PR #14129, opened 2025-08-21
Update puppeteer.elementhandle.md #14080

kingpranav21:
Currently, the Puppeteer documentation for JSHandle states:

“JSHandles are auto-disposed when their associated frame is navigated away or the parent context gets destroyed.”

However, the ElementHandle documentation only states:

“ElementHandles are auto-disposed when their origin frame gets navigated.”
┄┄┄┄┄┄┄┄┄┄
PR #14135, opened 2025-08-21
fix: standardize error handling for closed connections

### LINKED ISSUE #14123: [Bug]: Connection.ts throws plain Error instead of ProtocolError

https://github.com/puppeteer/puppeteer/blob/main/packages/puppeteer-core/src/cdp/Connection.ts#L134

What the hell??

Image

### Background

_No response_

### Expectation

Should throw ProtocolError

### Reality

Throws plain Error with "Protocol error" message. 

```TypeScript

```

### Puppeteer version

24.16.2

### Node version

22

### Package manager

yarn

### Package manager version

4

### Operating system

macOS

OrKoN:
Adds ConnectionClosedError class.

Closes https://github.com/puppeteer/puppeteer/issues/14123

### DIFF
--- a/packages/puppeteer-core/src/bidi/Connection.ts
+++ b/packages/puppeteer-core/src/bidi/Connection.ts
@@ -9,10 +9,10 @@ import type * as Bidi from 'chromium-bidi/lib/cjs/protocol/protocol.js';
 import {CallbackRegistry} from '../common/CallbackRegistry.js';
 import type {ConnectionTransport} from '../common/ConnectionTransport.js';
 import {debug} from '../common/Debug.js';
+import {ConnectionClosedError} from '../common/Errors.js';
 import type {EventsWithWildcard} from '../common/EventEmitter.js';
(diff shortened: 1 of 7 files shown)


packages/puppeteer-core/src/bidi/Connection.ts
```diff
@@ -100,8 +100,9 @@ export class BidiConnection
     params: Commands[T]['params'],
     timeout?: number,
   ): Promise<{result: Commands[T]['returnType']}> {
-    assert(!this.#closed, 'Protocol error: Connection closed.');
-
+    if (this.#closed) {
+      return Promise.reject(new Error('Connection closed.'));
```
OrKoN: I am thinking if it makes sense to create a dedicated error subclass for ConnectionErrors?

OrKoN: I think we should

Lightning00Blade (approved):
┄┄┄┄┄┄┄┄┄┄
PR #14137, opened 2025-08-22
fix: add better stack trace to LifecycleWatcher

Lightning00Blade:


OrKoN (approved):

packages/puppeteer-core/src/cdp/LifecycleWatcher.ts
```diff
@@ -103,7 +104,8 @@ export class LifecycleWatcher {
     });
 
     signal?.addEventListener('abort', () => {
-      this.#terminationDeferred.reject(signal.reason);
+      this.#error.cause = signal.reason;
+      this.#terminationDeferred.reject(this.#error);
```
┄┄┄┄┄┄┄┄┄┄
_WHAT IS REQUIRED_:
Would you copy out each line of the records above where the word "ConnectionClosedError" occurs?

_YOUR SOLUTION_:
Adds ConnectionClosedError class.
+import {ConnectionClosedError} from '../common/Errors.js';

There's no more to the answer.